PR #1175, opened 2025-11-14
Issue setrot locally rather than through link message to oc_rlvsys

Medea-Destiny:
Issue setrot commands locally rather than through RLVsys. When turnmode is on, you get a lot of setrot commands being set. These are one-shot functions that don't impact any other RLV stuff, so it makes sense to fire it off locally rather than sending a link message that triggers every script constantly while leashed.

▬▬▬▬▬▬

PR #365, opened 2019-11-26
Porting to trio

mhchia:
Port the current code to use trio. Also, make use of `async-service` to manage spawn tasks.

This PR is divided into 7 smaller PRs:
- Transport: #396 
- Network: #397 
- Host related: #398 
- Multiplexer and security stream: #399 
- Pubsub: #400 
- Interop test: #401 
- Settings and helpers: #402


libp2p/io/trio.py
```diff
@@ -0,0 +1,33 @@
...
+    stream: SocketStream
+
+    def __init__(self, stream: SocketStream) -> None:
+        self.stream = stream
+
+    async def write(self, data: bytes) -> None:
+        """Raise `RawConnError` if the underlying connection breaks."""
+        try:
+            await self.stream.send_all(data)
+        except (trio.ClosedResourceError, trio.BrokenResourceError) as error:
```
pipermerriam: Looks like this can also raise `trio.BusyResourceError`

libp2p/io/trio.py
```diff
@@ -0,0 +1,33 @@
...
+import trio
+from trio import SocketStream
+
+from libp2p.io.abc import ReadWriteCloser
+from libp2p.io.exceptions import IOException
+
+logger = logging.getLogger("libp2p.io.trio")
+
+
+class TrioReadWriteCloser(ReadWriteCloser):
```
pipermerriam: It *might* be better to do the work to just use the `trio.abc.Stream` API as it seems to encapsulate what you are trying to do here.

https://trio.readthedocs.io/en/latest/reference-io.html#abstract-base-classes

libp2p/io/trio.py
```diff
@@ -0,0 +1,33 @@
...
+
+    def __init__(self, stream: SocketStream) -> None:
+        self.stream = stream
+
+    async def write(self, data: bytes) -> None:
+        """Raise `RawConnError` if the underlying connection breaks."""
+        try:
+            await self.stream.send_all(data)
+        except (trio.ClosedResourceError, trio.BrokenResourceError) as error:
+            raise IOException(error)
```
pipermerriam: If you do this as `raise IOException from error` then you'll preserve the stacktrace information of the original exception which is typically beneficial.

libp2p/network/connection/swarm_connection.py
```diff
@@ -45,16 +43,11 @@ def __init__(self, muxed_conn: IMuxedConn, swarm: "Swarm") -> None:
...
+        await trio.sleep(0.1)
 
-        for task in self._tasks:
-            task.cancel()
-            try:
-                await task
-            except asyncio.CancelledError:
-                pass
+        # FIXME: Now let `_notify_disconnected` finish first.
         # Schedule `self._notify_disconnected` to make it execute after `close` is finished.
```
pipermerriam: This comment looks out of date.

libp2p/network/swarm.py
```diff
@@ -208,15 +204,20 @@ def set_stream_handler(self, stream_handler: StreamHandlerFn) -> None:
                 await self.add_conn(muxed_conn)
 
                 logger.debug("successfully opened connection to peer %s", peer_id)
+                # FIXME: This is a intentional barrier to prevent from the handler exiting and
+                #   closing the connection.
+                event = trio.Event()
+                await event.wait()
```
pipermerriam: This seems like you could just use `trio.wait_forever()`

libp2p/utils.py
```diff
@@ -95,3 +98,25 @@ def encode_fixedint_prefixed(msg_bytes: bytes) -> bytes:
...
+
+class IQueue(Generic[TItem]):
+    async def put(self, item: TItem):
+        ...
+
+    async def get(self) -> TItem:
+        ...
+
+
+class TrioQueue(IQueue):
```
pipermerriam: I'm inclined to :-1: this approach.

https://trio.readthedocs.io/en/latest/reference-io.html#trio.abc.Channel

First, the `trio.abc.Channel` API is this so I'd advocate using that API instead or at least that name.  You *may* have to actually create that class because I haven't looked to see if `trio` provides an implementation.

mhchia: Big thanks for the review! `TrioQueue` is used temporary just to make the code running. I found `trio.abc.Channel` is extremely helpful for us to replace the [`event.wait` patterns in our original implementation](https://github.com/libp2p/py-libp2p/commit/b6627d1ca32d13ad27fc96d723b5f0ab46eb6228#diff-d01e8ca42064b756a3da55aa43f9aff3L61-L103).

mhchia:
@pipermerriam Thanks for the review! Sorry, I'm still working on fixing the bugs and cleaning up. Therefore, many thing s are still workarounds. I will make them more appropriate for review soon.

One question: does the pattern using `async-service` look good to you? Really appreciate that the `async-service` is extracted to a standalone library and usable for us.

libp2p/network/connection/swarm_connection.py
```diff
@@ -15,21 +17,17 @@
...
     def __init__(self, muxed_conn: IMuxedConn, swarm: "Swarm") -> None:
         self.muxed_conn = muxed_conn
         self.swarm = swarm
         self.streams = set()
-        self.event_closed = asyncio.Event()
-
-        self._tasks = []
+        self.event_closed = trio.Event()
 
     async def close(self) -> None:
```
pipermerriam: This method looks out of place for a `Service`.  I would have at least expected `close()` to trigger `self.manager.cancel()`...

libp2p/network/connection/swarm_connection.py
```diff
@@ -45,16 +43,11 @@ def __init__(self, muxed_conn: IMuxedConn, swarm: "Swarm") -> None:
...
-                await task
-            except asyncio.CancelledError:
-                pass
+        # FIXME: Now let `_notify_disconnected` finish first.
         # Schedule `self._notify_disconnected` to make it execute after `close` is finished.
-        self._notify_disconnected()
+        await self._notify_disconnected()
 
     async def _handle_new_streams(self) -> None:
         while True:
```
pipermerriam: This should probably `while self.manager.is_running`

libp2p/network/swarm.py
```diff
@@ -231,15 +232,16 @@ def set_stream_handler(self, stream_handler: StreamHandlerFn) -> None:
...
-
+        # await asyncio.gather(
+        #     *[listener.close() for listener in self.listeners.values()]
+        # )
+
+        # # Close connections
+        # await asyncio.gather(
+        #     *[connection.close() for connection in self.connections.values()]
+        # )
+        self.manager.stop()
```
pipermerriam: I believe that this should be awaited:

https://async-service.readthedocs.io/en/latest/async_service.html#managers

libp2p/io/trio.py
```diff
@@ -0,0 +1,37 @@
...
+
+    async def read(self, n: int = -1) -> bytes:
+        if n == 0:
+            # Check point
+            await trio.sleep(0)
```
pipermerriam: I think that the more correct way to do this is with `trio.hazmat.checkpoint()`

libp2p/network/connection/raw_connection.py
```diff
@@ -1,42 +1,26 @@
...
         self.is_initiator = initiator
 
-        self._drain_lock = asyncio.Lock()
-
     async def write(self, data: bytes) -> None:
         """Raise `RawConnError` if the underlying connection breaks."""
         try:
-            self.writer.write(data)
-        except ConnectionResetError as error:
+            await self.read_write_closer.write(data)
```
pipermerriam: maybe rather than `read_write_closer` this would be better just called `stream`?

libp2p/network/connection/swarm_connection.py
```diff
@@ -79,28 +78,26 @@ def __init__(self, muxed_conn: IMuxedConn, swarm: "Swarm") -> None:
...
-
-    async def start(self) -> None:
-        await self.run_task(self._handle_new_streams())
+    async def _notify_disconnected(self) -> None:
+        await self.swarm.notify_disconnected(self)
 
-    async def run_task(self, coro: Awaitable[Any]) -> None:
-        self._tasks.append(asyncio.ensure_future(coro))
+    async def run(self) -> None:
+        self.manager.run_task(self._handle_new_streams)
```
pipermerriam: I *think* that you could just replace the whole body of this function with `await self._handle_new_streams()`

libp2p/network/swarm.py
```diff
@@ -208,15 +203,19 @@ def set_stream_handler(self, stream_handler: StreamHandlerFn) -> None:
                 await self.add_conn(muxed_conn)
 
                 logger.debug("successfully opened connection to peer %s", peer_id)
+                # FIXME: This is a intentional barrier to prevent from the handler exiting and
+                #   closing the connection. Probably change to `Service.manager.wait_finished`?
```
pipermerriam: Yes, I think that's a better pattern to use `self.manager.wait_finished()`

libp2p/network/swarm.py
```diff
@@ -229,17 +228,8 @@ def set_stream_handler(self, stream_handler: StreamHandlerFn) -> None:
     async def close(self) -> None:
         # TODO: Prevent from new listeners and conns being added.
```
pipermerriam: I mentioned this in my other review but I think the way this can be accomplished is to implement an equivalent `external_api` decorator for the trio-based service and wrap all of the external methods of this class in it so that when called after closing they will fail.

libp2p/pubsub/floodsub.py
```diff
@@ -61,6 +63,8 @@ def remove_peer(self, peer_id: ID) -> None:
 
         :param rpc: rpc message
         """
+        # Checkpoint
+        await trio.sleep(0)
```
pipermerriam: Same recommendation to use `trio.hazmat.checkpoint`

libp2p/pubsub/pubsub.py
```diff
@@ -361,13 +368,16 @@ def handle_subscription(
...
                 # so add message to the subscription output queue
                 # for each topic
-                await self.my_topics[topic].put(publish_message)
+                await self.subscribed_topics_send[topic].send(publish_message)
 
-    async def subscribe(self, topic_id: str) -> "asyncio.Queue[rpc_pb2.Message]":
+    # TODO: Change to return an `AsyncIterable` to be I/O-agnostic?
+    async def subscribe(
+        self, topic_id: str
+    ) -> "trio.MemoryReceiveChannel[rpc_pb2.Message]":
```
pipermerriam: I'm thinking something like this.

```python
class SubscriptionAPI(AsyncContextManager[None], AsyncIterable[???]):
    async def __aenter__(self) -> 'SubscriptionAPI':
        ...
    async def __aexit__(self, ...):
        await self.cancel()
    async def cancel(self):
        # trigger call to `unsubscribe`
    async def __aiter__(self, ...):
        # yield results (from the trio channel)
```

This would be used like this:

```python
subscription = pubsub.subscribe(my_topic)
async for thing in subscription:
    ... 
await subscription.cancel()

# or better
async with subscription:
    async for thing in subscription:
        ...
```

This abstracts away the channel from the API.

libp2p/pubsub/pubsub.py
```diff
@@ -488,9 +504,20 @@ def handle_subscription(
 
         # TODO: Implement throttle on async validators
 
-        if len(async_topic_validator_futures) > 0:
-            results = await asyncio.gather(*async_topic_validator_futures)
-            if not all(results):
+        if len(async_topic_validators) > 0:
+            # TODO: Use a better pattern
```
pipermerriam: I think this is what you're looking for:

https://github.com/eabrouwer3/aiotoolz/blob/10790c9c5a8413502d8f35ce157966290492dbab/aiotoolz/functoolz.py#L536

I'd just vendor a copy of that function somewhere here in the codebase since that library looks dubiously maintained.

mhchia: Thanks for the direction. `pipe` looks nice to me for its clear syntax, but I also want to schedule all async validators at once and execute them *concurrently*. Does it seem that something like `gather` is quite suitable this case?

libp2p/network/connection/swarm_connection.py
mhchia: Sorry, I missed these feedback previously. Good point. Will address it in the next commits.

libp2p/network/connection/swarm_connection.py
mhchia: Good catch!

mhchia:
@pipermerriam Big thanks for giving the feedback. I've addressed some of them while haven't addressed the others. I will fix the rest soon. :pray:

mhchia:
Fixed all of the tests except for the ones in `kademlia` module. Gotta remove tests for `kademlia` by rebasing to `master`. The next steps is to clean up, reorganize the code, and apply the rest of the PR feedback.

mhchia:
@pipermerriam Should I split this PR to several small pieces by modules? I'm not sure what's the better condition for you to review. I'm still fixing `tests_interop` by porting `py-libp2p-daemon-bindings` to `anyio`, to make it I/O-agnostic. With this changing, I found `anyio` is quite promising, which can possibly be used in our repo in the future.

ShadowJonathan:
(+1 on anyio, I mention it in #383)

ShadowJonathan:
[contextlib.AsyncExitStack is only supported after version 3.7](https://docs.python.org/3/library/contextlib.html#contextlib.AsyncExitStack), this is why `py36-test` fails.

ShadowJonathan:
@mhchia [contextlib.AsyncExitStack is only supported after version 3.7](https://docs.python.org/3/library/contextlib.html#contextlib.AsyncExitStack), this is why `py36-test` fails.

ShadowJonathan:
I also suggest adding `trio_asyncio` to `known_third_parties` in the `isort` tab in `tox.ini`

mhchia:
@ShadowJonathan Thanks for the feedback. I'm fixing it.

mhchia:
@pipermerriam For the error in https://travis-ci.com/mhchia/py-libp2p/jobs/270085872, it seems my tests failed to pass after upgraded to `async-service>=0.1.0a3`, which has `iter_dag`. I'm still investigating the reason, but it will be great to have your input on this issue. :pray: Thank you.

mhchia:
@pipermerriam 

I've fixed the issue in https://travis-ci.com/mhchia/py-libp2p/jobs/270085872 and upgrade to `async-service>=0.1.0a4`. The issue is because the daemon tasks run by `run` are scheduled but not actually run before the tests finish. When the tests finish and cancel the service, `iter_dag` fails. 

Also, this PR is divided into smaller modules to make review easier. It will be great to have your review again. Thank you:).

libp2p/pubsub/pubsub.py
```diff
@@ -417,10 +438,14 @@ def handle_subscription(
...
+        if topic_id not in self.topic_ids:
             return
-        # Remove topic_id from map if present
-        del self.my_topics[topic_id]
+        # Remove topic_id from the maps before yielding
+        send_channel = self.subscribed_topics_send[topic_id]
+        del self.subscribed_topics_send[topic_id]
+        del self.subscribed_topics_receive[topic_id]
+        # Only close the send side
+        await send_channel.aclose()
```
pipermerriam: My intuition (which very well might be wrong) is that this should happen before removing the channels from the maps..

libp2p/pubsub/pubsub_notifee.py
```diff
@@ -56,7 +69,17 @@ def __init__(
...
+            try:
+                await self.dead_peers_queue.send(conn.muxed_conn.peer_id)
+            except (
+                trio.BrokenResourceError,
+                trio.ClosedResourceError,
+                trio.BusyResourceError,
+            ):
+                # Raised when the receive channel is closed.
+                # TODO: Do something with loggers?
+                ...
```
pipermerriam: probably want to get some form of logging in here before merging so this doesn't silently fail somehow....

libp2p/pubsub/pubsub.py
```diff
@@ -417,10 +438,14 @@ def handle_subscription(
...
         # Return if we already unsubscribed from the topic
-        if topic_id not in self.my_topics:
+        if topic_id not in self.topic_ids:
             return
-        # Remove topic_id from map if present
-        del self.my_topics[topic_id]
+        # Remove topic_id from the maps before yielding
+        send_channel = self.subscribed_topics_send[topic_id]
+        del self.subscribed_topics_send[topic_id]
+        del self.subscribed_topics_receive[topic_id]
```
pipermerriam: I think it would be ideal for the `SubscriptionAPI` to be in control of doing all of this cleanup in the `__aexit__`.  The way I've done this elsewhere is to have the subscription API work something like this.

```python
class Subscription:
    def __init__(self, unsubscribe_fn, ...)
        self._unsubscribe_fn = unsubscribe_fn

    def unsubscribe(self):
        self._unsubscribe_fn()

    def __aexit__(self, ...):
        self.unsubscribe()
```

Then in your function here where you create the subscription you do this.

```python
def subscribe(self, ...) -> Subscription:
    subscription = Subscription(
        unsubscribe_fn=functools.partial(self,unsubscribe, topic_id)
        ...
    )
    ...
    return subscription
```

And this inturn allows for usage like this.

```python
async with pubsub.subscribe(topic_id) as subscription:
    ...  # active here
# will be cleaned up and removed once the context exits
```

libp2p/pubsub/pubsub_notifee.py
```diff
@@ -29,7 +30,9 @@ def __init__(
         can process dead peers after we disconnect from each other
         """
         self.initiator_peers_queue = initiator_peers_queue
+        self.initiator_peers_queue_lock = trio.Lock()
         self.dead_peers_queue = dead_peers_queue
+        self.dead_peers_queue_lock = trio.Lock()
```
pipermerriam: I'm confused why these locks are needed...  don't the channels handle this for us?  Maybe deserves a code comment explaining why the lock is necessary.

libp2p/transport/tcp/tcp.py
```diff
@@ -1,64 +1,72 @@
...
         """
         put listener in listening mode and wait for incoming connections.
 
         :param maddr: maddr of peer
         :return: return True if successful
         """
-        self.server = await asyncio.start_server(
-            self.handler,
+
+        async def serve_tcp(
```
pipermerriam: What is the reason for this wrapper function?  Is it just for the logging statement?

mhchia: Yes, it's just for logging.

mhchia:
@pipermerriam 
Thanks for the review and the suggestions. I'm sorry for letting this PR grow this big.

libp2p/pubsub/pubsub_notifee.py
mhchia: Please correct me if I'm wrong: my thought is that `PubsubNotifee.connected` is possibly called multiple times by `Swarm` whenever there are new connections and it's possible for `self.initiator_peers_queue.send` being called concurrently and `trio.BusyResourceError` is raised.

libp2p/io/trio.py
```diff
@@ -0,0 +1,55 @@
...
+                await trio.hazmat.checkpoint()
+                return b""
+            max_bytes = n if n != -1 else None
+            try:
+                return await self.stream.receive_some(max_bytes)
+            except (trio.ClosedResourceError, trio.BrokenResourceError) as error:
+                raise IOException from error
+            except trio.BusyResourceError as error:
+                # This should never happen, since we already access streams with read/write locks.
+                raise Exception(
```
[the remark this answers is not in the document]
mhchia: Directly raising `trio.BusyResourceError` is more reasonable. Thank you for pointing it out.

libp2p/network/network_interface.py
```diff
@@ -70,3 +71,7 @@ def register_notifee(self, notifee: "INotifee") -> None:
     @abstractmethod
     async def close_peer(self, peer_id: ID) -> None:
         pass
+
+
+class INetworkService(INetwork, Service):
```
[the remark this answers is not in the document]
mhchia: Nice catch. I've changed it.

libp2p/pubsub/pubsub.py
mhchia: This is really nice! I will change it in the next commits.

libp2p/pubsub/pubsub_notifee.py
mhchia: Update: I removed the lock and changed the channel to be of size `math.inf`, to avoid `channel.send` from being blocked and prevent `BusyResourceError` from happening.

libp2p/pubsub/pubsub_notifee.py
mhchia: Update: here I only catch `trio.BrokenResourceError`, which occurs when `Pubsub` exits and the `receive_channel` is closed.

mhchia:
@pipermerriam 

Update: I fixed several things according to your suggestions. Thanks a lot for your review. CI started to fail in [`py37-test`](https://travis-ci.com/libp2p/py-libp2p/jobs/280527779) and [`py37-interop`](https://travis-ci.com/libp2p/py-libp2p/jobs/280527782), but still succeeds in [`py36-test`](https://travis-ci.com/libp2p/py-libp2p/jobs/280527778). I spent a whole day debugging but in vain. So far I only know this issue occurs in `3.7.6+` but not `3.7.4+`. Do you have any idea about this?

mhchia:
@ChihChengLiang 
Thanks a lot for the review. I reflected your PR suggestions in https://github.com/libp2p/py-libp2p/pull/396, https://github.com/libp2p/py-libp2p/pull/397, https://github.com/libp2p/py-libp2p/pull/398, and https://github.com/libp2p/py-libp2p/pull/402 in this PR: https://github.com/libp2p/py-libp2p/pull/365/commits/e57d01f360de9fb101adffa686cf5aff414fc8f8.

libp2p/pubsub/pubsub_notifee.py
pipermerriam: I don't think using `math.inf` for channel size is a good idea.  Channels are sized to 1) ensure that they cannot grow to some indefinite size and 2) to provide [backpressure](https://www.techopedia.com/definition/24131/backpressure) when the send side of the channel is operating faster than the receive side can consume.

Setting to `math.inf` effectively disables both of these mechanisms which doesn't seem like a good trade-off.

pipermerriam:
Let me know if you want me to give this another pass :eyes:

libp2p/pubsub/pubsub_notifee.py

▬▬▬▬▬▬

Find the lines in the records that contain the word "data", then copy every one of them.

+    async def write(self, data: bytes) -> None:
+            await self.stream.send_all(data)
+    async def write(self, data: bytes) -> None:
+            await self.stream.send_all(data)
     async def write(self, data: bytes) -> None:
-            self.writer.write(data)
+            await self.read_write_closer.write(data)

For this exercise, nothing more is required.